PR #351, opened 2024-05-22
Make sure all grid inputs for json write/read test are initialized

MattRolchigo:
Bug fix introduced when fixing bug in #344


streeve (approved):
How does the bug manifest and why did the tests pass?

MattRolchigo:
Since these member variables from `grid` are uninitialized, sometimes we get lucky and they get assigned a random float value that gets written into the json log and read back in. Sometimes they become nan and we get a parsing error when reading the json data back in (since the code expects a float number). I realized this back in #344 and set most of them appropriately, but I forgot about a few of them. I realized this only when this test randomly failed while testing something unrelated

Issue #350, opened 2024-05-22
Translation of input temperature data


MattRolchigo:
For problem types `FromFinch` and `FromFile`, we should have the ability to create spatially larger solidification domains by translating and offsetting input temperature data in space and time

PR #353, opened 2024-05-29
Translation/mirroring of Finch data for coupled runs

MattRolchigo:
Ability to duplicate Finch data by translating and optionally mirroring data to form larger scan areas. Will be useful to simulate unidirectional or bidirectional scan solidification using a single line scan dataset from Finch

Partially addresses #350 , adding analogous capabilities for the `FromFile` problem type will be done in a future changeset


src/CAinputs.hpp
```diff
@@ -157,6 +157,38 @@ struct Inputs {
                 // defaults to false
                 if (input_data["TemperatureData"].contains("TrimUnmeltedRegion"))
                     temperature.trim_unmelted_region = input_data["TemperatureData"]["TrimUnmeltedRegion"];
+                temperature.number_of_copies = input_data["TemperatureData"]["TranslationCount"];
+                // Include the original in the total number of copies (number of translations + 1)
+                temperature.number_of_copies++;
```
streeve, line 162: Maybe worth including in the docs - kind of implied by "default to 0"

streeve (approved):

examples/README.md
```diff
@@ -88,6 +88,11 @@ The .json files in the examples subdirectory are provided on the command line to
...
 |TemperatureFiles | FromFile             | List of files corresponding to each layer's temperature data, in the form ["filename1.csv","filename2.csv",...]. If the number of entries is less than NumberOfLayers, the list is repeated. Note that if the Z coordinate of the top surface for each data set has the layer offset applied, LayerOffset in the "Domain" section of the input file should be set to 0, to avoid offsetting the layers twice.
 |InitUndercooling | Directional, SingleGrain       | For SingleGrain, this is the undercooling at the location of the seeded grain. For problem type Directional, this is an optional argument (defaulting to zero) for the initial undercooling at the domain's bottom surface
+|TranslationCount       | FromFinch             | Number of translations of the Finch temperature data in the direction specified by `OffsetDirection`. Defaults to 0
```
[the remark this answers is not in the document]
MattRolchigo: Yes (and I'll need to for some future weak scaling/Toucan comparison stuff), but there's a bunch of additional code needed to do this with `FromFile`, so I was going to set that up as a separate pull request. I'm currently testing that on Frontier

src/CAinputs.hpp
MattRolchigo: So how would you suggest editing the current statement in the README: "Number of translations of the Finch temperature data in the direction specified by `OffsetDirection`. Defaults to 0"? Something about the fact that 0 still means we're using the temperature data, just that we aren't making any copies of it?

streeve: "Defaults to 0 (does not copy or translate data)." ?

PR #354, opened 2024-05-30
Ability to trim ExaCA domain based on the bounds of the Finch solidification data

### LINKED ISSUE #348: Finch-ExaCA solidification domain size
ExaCA uses the Finch simulation domain during coupled runs, which includes regions that do not undergo melting/solidification. The ExaCA domain should be trimmed to only bound the region that goes above the liquidus

MattRolchigo:
Previously, ExaCA used the same domain bounds as Finch, leading to unnecessary memory allocation by ExaCA as much of the Finch domain does not undergo melting or solidification.

Closes #348

### DIFF
--- a/.github/workflows/CI.yml
+++ b/.github/workflows/CI.yml
@@ -116,8 +116,8 @@ jobs:
         uses: actions/checkout@v3
         with:
           repository: ORNL-MDF/Finch
-          # This is post-release 0.1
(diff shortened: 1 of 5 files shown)


streeve:
Need to update the CI file to use the most recent Finch commit hash

streeve (approved):

PR #3943, opened 2018-12-22
Tool Switcher

monster860:
https://streamable.com/50jt6

:cl: monster860
rscadd: Adds tool switcher. Load it up with tools, and program a sequence of tools, then use it in your hand to play through that sequence
/:cl:


Ratvar:
Does it work on surgeon tools?
Why not make it work on *anything*?

Moja10:
Looks broken beyond words. Should be traitor nukeop only imo

ghost:
Not faster than any of the upgraded tools, but it does eliminate the need for a toolbelt.

It's basically an arm-mounted surgical toolkit implant, but disarmable, and without the increased movespeed.

Give it a mineral req and it should be fine to shove over 'experimental tools'

monster860:
It can do surgery but the circular saw doesn't fit in side so it's not that useful for that.

jcatjmeow:
"program a sequence of tools"
You guys are forgetting this part
10/10 i love this more than my son

code/modules/research/designs/tool_designs.dm
```diff
@@ -33,6 +33,16 @@
 	category = list("Tool Designs")
 	departmental_flags = DEPARTMENTAL_FLAG_SCIENCE | DEPARTMENTAL_FLAG_ENGINEERING
 
+/datum/design/tool_switcher
```
ThatLing: yogs start

ThatLing (changes requested):

code/modules/research/designs/tool_designs.dm
monster860: there fixed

•••

• Work instructions
Return each entry above exactly, leaving none out.

• Solved exercise
PR #351, opened 2024-05-22
Make sure all grid inputs for json write/read test are initialized

MattRolchigo:
Bug fix introduced when fixing bug in #344


streeve (approved):
How does the bug manifest and why did the tests pass?

MattRolchigo:
Since these member variables from `grid` are uninitialized, sometimes we get lucky and they get assigned a random float value that gets written into the json log and read back in. Sometimes they become nan and we get a parsing error when reading the json data back in (since the code expects a float number). I realized this back in #344 and set most of them appropriately, but I forgot about a few of them. I realized this only when this test randomly failed while testing something unrelated

Issue #350, opened 2024-05-22
Translation of input temperature data


MattRolchigo:
For problem types `FromFinch` and `FromFile`, we should have the ability to create spatially larger solidification domains by translating and offsetting input temperature data in space and time

PR #353, opened 2024-05-29
Translation/mirroring of Finch data for coupled runs

MattRolchigo:
Ability to duplicate Finch data by translating and optionally mirroring data to form larger scan areas. Will be useful to simulate unidirectional or bidirectional scan solidification using a single line scan dataset from Finch

Partially addresses #350 , adding analogous capabilities for the `FromFile` problem type will be done in a future changeset


src/CAinputs.hpp
```diff
@@ -157,6 +157,38 @@ struct Inputs {
                 // defaults to false
                 if (input_data["TemperatureData"].contains("TrimUnmeltedRegion"))
                     temperature.trim_unmelted_region = input_data["TemperatureData"]["TrimUnmeltedRegion"];
+                temperature.number_of_copies = input_data["TemperatureData"]["TranslationCount"];
+                // Include the original in the total number of copies (number of translations + 1)
+                temperature.number_of_copies++;
```
streeve, line 162: Maybe worth including in the docs - kind of implied by "default to 0"

streeve (approved):

examples/README.md
```diff
@@ -88,6 +88,11 @@ The .json files in the examples subdirectory are provided on the command line to
...
 |TemperatureFiles | FromFile             | List of files corresponding to each layer's temperature data, in the form ["filename1.csv","filename2.csv",...]. If the number of entries is less than NumberOfLayers, the list is repeated. Note that if the Z coordinate of the top surface for each data set has the layer offset applied, LayerOffset in the "Domain" section of the input file should be set to 0, to avoid offsetting the layers twice.
 |InitUndercooling | Directional, SingleGrain       | For SingleGrain, this is the undercooling at the location of the seeded grain. For problem type Directional, this is an optional argument (defaulting to zero) for the initial undercooling at the domain's bottom surface
+|TranslationCount       | FromFinch             | Number of translations of the Finch temperature data in the direction specified by `OffsetDirection`. Defaults to 0
```
[the remark this answers is not in the document]
MattRolchigo: Yes (and I'll need to for some future weak scaling/Toucan comparison stuff), but there's a bunch of additional code needed to do this with `FromFile`, so I was going to set that up as a separate pull request. I'm currently testing that on Frontier

src/CAinputs.hpp
MattRolchigo: So how would you suggest editing the current statement in the README: "Number of translations of the Finch temperature data in the direction specified by `OffsetDirection`. Defaults to 0"? Something about the fact that 0 still means we're using the temperature data, just that we aren't making any copies of it?

streeve: "Defaults to 0 (does not copy or translate data)." ?

PR #354, opened 2024-05-30
Ability to trim ExaCA domain based on the bounds of the Finch solidification data

### LINKED ISSUE #348: Finch-ExaCA solidification domain size
ExaCA uses the Finch simulation domain during coupled runs, which includes regions that do not undergo melting/solidification. The ExaCA domain should be trimmed to only bound the region that goes above the liquidus

MattRolchigo:
Previously, ExaCA used the same domain bounds as Finch, leading to unnecessary memory allocation by ExaCA as much of the Finch domain does not undergo melting or solidification.

Closes #348

### DIFF
--- a/.github/workflows/CI.yml
+++ b/.github/workflows/CI.yml
@@ -116,8 +116,8 @@ jobs:
         uses: actions/checkout@v3
         with:
           repository: ORNL-MDF/Finch
-          # This is post-release 0.1
(diff shortened: 1 of 5 files shown)


streeve:
Need to update the CI file to use the most recent Finch commit hash

streeve (approved):

PR #3943, opened 2018-12-22
Tool Switcher

monster860:
https://streamable.com/50jt6

:cl: monster860
rscadd: Adds tool switcher. Load it up with tools, and program a sequence of tools, then use it in your hand to play through that sequence
/:cl:


Ratvar:
Does it work on surgeon tools?
Why not make it work on *anything*?

Moja10:
Looks broken beyond words. Should be traitor nukeop only imo

ghost:
Not faster than any of the upgraded tools, but it does eliminate the need for a toolbelt.

It's basically an arm-mounted surgical toolkit implant, but disarmable, and without the increased movespeed.

Give it a mineral req and it should be fine to shove over 'experimental tools'

monster860:
It can do surgery but the circular saw doesn't fit in side so it's not that useful for that.

jcatjmeow:
"program a sequence of tools"
You guys are forgetting this part
10/10 i love this more than my son

code/modules/research/designs/tool_designs.dm
```diff
@@ -33,6 +33,16 @@
 	category = list("Tool Designs")
 	departmental_flags = DEPARTMENTAL_FLAG_SCIENCE | DEPARTMENTAL_FLAG_ENGINEERING
 
+/datum/design/tool_switcher
```
ThatLing: yogs start

ThatLing (changes requested):

code/modules/research/designs/tool_designs.dm
monster860: there fixed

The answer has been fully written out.